• Activity
Select and reproduce each line of the listing below that bears the string "button".

• Given records
PR #148, opened 2021-11-22
Add library selection button in settings

rom4nik:
This PR allows user to select libraries after initial setup without wiping app data. No further explanation needed, here's a video anyway:

https://user-images.githubusercontent.com/46846000/142790308-d952537e-05de-4458-889f-237b949c6bdc.mp4


UnicornsOnLSD:
Thanks, just made a few changes to actually disable the button when offline mode is enabled, and to make the caption a bit more clear as to why it was disabled. I also applied this to the logout button since it also shouldn't be available when offline.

• Task output
Add library selection button in settings
Thanks, just made a few changes to actually disable the button when offline mode is enabled, and to make the caption a bit more clear as to why it was disabled. I also applied this to the logout button since it also shouldn't be available when offline.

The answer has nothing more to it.